Sheldon felt that scientific tools and methods—like anthropologically taking photos to determine body type or creating a psychologically validated test to sort people into narrow categories—could better engineer the human race. He designed a test to produce a quantifiable, easily comparable numerical value to classify people and promote his eugenicist agenda. Einstein resisted this easy categorization, highlighting the limitations of psychological instruments, the assumptions and biases built into supposedly objective tests, and the politics animating scientists’ work. To be sure, not all tests are flawed as Sheldon’s. But every test is produced in a specific historical context, and experts’ biases and beliefs necessarily inform the information these tools produce.

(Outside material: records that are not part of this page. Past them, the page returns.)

PR #2769, opened 2022-05-06
fix: [DHIS2-12188] do not download program indicators unless displayInForm=true

superskip:
The app does not use program indicators with displayInForm=false, so we ask the backend to filter out these to cut down on the loading time.

### DIFF
--- a/src/core_modules/capture-core/metaDataStoreLoaders/programs/quickStoreOperations/storeProgramIndicators.js
+++ b/src/core_modules/capture-core/metaDataStoreLoaders/programs/quickStoreOperations/storeProgramIndicators.js
@@ -21,7 +21,7 @@ export const storeProgramIndicators = async (programIds: Array<string>) => {
         resource: 'programIndicators',
         params: {
             fields: fieldsParam,
-            filter: [`displayInForm:eq:true`, `program.id:in:[${programIds.join(',')}]`],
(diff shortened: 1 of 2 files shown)


simonadomnisoru (approved):

src/core_modules/capture-core/metaDataStoreLoaders/programs/quickStoreOperations/storeProgramIndicators.js
```diff
@@ -13,15 +13,15 @@ const convert = (response) => {
...
+const fieldsParam = 'id,displayName,code,shortName,style,expression,' +
 'displayDescription,description,filter,program[id]';
 
 export const storeProgramIndicators = async (programIds: Array<string>) => {
     const query = {
         resource: 'programIndicators',
         params: {
             fields: fieldsParam,
-            filter: `program.id:in:[${programIds.join(',')}]`,
+            filter: `displayInForm:eq:true&filter=program.id:in:[${programIds.join(',')}]`,
```
Bekkalizer, line 24: To make two separate filter parameters, we need to split the filter into an array with two items, like this:
filter: [ `programid filter`, `display in form filter`],

superskip: Yes, that worked! :tada:

Bekkalizer (approved):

Today, more and more institutions are beginning to recognize the limitations of tests and the ways in which these assumptions have adversely impacted the most marginalized members of our society. Many colleges are now making the SAT optional, and even Harvard dropped its standardized test requirement for 2021.

While these dramatic changes to the American testing landscape reflect the need to maintain social distancing and the exigencies of COVID-19, universities and testing agencies are acknowledging the way tests perpetuate existing social inequalities, finally reckoning with the eugenicist legacy of their origins. Rejecting tests that classify and rank people based on “scientific” measurement is a necessary step in both the viral and racial pandemics we are currently fighting.

Protecting against the violence of taxonomy requires that educators and administrators find better ways to ensure that opportunities are distributed equitably. Failure to make these changes risks misidentifying the next Einstein. But even more important than finding scientific geniuses, democracy itself is threatened when only part of the population is provided with a strong educational foundation, and when flawed tests are the primary way of distributing opportunity.